I'm sure there are some radar systems which indeed transmit in this 40GW EIRP range.


40GW EIRP for Parkes would have to be in 0.1Hz, or so, bandwidth. Most
radars will have 100kHz of bandwidth, and might therefore need 1,000
times the power.

Arecibo will easily be able to do that, but only points at a fixed point in the sky
twice a year or so. Not much repetition for any ET that is listening.


Even if it were fixed, it would point to the same place once every
sideral day.

However, it is not fixed; it is steerable to about 20 degrees below
the azimuth in all directions - this is done by moving the feed point.

We need a radar expert to give us some better idea of trade-offs of
what kind of signal we could expect to hear from what kind of application.


I'm not an expert, but the most powerful radar with simple signals
are, probably, the weather radars which are, I think, given as one of the
examples in the FAQ.

High power military radars will use pseudo-random coding, probably
phase modulated, with chipping rates upwards of 100kHz, so will be
completely rejected by S@H as having a flat spectrum in the 10kHz
analyzed, and will have fairly low power spectral densities.
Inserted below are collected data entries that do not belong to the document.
Issue #1334, opened 2023-12-13
SCons warning message with custom variables


Kehom:
### Godot version

4.2

### godot-cpp version

4.2

### System information

Windows 10 and Linux Mint

### Issue description

SCons provides means for us to add custom variables and easily parse them within the build script. I started to explore this to give users options to disable certain parts of addon. While the build did work, I got the `WARNING: Unknown SCons variables were passed and will be ignored` message. Because I'm learning SCons this made me extremely confused, specially because I couldn't find any help regarding this error.

Upon digging up I did find this in the godot-cpp SConstruct script:
```python
unknown = opts.UnknownVariables()
if unknown:
    print("WARNING: Unknown SCons variables were passed and will be ignored:")
    for item in unknown.items():
        print("    " + item[0] + "=" + item[1])
```

Ahhh, that's where the message is coming from! Since I still can deal with the extra variables and generate the expected binary I'm aware that I can safely ignore that warning message. However I think anyone attempting to perform a custom build will be greeted by the message and most likely be very confused by that.

I did a (rather small) local change to this script that allows me to create custom variables. So in my extension's SConstruct I can either

```python
extraopts = [ ... custom options here ...]
SConscript("godot-cpp/SConstruct", exports='extraopts')
```

or

```python
Export("extraopts")
SConscript("godot-cpp/SConstruct")
```

Then desirable custom variables won't generate the warning message. Is this a good solution or there something better? Also, if this is good enough I can PR the change.

### Steps to reproduce

Somewhat in the description of the "bug"

### Minimal reproduction project

N/A

Kehom:
I have been testing a bunch with customizing the Extension build and have noticed several usability quirks as well as some "bugs"?.

1) In the godot-cpp SConstruct it does handle the `profile` argument allowing us to specify the path to a custom set of parameters within a file. However said argument is not added into the `opts` variable, which leads to the warning message I mentioned in the original post in case `profile=...` is indeed used. This is a trivial "one-liner" fix.

2) If we use relative path, it will be based on the "current directory", which will most likely be the Extension's one. Now consider that we want to deal with custom variables within the extension itself, leading us to add such customization file into the extension's directory (normally one bellow godot-cpp - at least based on the main example given). In order for the godot-cpp SConstruct to correctly deal with its own expected variables we have to provide `profile=../some_file.py` when calling SCons from the extension's directory. This is rather counter intuitive!

[...]

PR #1358, opened 2024-01-11
Make build system more friendly when it's no longer top-level

Kehom:
This PR aims to address #1334 at least partially. With the changes:

- When the `profile=some_file.py` is given as argument, that file can be placed alongside the extension *SConstruct* directory rather than within the godot-cpp. Without the changed script, in order to keep the `some_file.py` with the extension then the argument must be changed to `profile=../some_file.py` (in other words, the path would have to be relative to godot-cpp *SConstruct*)
- Some lines that don't do anything were removed.
- Warning message of unknown *SCons* arguments are given only when godot-cpp *SConstruct* is running as top level script. If an extension author wishes to output that kind of warning it must be done within extension *SConstruct*, which becomes top-level.

A side note here. I kept the original `profile=...` logic of accepting file name without `.py` extension. However I have noticed that when this is the case, *SCons* generate a binary file with the exact same name of the profile file, but without any extension. As an example, if there is a `release.py` and the argument is given as `profile=release`, then a `release` file will be created. I was unable to track down what/where this thing happens.

### DIFF
--- a/SConstruct
+++ b/SConstruct
@@ -21,16 +21,15 @@ env.PrependENVPath("PATH", os.getenv("PATH"))
 
 # Custom options and profile flags.
 customs = ["custom.py"]
-try:
-    customs += Import("customs")
-except:
-    pass
 profile = ARGUMENTS.get("profile", "")
 if profile:
-    if os.path.isfile(profile):
-        customs.append(profile)
-    elif os.path.isfile(profile + ".py"):
-        customs.append(profile + ".py")
+    if not profile.endswith('.py'):
+        profile += '.py'
+
+    path = str(Entry('#' + profile))
+
+    if (os.path.isfile(path)):
+        customs.append(path)
 opts = Variables(customs, ARGUMENTS)
 cpp_tool = Tool("godotcpp", toolpath=["tools"])
 cpp_tool.options(opts, env)
@@ -39,11 +38,13 @@ opts.Update(env)
 Help(opts.GenerateHelpText(env))
 
 # Detect and print a warning listing unknown SCons variables to ease troubleshooting.
-unknown = opts.UnknownVariables()
-if unknown:
-    print("WARNING: Unknown SCons variables were passed and will be ignored:")
-    for item in unknown.items():
-        print("    " + item[0] + "=" + item[1])
+# But only do that if this is top level SConstruct, not subsidiary
+if Dir("#").abspath == Dir(".").abspath:
+    unknown = opts.UnknownVariables()
+    if unknown:
+        print("WARNING: Unknown SCons variables were passed and will be ignored:")
+        for item in unknown.items():
+            print("    " + item[0] + "=" + item[1])
 
 scons_cache_path = os.environ.get("SCONS_CACHE")
 if scons_cache_path is not None:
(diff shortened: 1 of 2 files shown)


tools/godotcpp.py
```diff
@@ -198,6 +198,8 @@ def options(opts, env):
         )
     )
 
+    opts.Add("profile", "Allow specification of customization file other than only custom.py", "")
```
AThousandShips, line 201:
```suggestion
    opts.Add(
        PathVariable(
            "profile",
            "Allow specification of customization file other than `custom.py`.",
            ""
        )
    )
```

tools/godotcpp.py
```diff
@@ -198,6 +198,14 @@ def options(opts, env):
         )
     )
 
+    opts.Add(
+        PathVariable(
+            key="profile",
+            help="Allow specification of customization file other than `custom.py`.",
+            default=""
```
AThousandShips, line 205:
```suggestion
            default=None,
            validator=validate_file,
```
My bad didn't notice the other case, might also be best to do:
```suggestion
            default=env.get("profile", None),
            validator=validate_file,
```

SConstruct
```diff
@@ -21,16 +21,15 @@ env.PrependENVPath("PATH", os.getenv("PATH"))
...
-    pass
 profile = ARGUMENTS.get("profile", "")
 if profile:
-    if os.path.isfile(profile):
-        customs.append(profile)
-    elif os.path.isfile(profile + ".py"):
-        customs.append(profile + ".py")
+    if not profile.endswith('.py'):
+        profile += '.py'
+
```
AThousandShips, line 28: Trailing whitespace

SConstruct
```diff
@@ -21,16 +21,15 @@ env.PrependENVPath("PATH", os.getenv("PATH"))
 
 # Custom options and profile flags.
 customs = ["custom.py"]
-try:
-    customs += Import("customs")
-except:
-    pass
```
dsnopek, line 27: This functionality seems to be completely removed - I don't see it re-added later.

See https://github.com/godotengine/godot-cpp/pull/1196 for some background on this

dsnopek:
I like the idea behind this functionality! We don't want to show the "unknown variables" message when used in another project that defines it's own variables. However, I think we'll need someone who is more in tune with the build system to say if this is done in the right way.

@Faless @adamscott What do you think?

SConstruct
Kehom: Yes, I wasn't sure how to implement that functionality. But I will wait until we get some feedback (as you have requested) before performing the change + rebase.

AndrejLapin:
I like the idea of having a standardized way to show "unknown variables" message. What I would suggest is creating a hook for modifying godot-cpp scons options.

It could be implemented in a similar way to how the "custom_tools" is implemented. A PathVariable for example with a name "custom_options" is added here https://github.com/godotengine/godot-cpp/blob/master/tools/godotcpp.py#L222
After the call to `opts.Update(env)` , a path is taken from "custom_options", file at that path is executed with opts and env passed as locals. This is where new options would be added.

This way the user will have a way to add their own custom options and will not loose the ability to see "unknown variables" message when inputting something unexpected.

They
will be indistinguishable from natural sources.

Arecibo is pseudo-randomly phase modulated about half the time, but
at lower chipping rates, but is also pure CW for about half the
time, when transmitting.

We know from previous SETI's (project Phoenix etc) that there are no obvious,
super-loud microwave signals out there. And beacons are also hard to find.


I think you are assuming that anyone thought that detection was likely.

Maybe it is time to focus on applications that ET really could use, and then
figure out how the signals of these applications would sound like here, and where


I believe that, by doing targetted observations, using long averaging
times, it is practicable to detect leaked analogue TV carriers (unfortunately
analogue TV is going out of fashion after less than a century, here).


If in the end it turns out that we would need to build a $100B device to detect
(with some certainty) a civilisation of our own level within a 1000LY range from earth,
but it would only take $10B to build a device which can detect (with some certainty)


Neither of those budgets is realistic. You are talking of budgets in the
low millions.

PS Please trim the quoting. I have ignored most of this thread because
the articles exceed a quite liberal size limit designed to catch binary
posting and incompetent posters.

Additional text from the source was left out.